Goal of the exercise:
Each line from the one containing "alvarosanchez: Then, don't" through the end of the entries below must be output exactly; no other line belongs.

Stored data

PR #1340, opened 2022-07-27
Added micrometer-annotation feature

shingjo:
Feature for adding micrometer-annotation to starter.


starter-core/src/main/java/io/micronaut/starter/feature/micrometer/MicrometerAnnotations.java
```diff
@@ -0,0 +1,83 @@
...
+            featureContext.addFeature(management);
+        }
+    }
+
+    @Override
+    public void apply(GeneratorContext generatorContext) {
+        generatorContext.addDependency(Dependency.builder()
+                .groupId("io.micronaut.micrometer")
+                .artifactId("micronaut-micrometer-annotation")
+                .versionProperty("micronaut.micrometer.version")
```
sdelamo, line 70: is the property necessary?

shingjo: Yes, it is needed for Maven builds.

alvarosanchez: Then, don't you need to do it only if it's a Maven build?

shingjo: The full version of that section is:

Output for this task:
alvarosanchez: Then, don't you need to do it only if it's a Maven build?

shingjo: The full version of that section is:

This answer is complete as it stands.